Task requirements
Pull every line holding the string "Reorganize" from the records below.

*** Opening of Data for the task ***

PR #805, opened 2023-01-26
Reorganize navigation, add testing basics page

sarahschwartz:
- Add README FAQ instructions for how to run the docs locally
- Hide blank debugging pages from nav
- Reorganize navigation so the "Getting Started" section is not bloated
- Add a page for testing basics


README.md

*** Close of Data for the task ***

Result for this task
Reorganize navigation, add testing basics page
- Reorganize navigation so the "Getting Started" section is not bloated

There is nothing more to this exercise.